» Data shown:
-=-=-
Issue #12038, opened 2025-03-05
Integrate Spring Boot's Docker Compose support


murdos:
Add Docker Compose support so dependent containers are started automatically: https://docs.spring.io/spring-boot/reference/features/dev-services.html#features.dev-services.docker-compose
-=-=-
» Work instruction: Counting only lines that hold the word "Compose", state how many there are in the data. Write the number alone.

» Reply: 2